■ **Collected data entries**
########
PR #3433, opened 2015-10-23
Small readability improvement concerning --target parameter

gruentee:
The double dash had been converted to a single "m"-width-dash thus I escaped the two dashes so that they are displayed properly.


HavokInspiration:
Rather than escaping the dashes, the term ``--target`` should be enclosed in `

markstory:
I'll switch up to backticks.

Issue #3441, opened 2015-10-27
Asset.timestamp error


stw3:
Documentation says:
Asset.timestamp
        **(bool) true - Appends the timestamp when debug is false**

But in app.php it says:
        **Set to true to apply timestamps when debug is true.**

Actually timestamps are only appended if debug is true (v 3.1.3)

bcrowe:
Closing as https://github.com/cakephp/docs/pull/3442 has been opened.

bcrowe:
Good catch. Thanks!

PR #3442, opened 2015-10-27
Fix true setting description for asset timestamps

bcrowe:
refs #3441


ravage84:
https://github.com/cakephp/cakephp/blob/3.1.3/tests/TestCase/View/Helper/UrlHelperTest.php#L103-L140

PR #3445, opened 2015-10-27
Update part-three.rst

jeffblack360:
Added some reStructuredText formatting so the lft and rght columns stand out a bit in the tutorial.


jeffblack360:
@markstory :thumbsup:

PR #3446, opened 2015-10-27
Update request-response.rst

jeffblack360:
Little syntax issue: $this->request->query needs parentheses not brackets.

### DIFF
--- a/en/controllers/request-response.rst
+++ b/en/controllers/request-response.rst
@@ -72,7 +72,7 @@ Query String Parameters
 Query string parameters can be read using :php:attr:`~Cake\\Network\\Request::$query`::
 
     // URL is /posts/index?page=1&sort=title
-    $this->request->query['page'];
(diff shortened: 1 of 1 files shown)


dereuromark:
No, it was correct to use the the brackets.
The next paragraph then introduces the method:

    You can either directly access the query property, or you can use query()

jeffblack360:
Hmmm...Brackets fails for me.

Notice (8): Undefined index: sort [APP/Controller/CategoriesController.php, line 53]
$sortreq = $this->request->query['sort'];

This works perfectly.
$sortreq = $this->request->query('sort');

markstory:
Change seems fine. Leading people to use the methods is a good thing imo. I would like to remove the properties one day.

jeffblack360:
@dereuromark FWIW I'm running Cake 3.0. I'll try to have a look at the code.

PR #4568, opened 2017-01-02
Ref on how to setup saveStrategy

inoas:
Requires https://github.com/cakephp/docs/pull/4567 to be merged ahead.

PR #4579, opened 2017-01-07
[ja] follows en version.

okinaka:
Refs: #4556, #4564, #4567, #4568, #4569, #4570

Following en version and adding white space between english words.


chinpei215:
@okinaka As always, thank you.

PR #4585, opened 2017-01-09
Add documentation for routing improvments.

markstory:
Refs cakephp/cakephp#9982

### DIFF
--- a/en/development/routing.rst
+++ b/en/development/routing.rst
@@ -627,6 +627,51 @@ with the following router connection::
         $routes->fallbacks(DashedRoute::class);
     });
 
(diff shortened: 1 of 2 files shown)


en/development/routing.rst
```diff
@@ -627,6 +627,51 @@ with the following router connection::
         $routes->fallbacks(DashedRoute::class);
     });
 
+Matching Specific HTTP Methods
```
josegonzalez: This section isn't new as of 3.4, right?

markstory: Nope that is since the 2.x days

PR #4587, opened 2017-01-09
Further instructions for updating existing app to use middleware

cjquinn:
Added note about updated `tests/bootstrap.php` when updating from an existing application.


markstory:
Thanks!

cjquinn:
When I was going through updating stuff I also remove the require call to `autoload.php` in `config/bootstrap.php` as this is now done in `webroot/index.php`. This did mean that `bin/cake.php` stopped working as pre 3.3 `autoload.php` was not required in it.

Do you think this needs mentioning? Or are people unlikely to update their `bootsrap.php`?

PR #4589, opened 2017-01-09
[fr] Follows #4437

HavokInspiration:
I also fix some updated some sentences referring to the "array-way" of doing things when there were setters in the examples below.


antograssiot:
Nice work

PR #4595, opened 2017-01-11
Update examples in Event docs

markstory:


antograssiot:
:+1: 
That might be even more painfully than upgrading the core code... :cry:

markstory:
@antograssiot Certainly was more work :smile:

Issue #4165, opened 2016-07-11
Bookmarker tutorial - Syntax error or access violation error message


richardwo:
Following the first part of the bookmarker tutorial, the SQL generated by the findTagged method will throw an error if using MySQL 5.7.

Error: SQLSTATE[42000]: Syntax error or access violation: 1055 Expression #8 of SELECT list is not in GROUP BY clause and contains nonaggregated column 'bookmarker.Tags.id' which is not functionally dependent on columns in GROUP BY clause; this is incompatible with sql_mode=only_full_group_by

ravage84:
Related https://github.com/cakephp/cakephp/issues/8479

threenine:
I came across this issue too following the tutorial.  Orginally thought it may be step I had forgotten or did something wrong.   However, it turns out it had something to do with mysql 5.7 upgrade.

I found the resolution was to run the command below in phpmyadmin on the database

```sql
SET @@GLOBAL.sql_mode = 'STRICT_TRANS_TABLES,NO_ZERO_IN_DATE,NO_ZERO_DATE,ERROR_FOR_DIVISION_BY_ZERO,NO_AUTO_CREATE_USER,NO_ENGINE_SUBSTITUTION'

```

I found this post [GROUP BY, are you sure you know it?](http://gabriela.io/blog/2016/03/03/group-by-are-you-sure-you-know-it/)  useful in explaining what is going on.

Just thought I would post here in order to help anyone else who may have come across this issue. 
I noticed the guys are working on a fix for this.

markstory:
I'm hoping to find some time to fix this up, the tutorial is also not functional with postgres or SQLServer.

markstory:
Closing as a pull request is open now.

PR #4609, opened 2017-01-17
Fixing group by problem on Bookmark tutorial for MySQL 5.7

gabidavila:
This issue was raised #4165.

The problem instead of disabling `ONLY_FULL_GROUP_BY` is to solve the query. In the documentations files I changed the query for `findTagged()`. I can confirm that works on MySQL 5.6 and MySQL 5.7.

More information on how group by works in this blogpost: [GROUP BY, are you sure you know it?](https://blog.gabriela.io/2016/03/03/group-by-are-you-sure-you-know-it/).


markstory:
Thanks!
########
■ **Try it**
From the data above, copy each line that holds "below".

■ **Worked solution**
I also fix some updated some sentences referring to the "array-way" of doing things when there were setters in the examples below.
I found the resolution was to run the command below in phpmyadmin on the database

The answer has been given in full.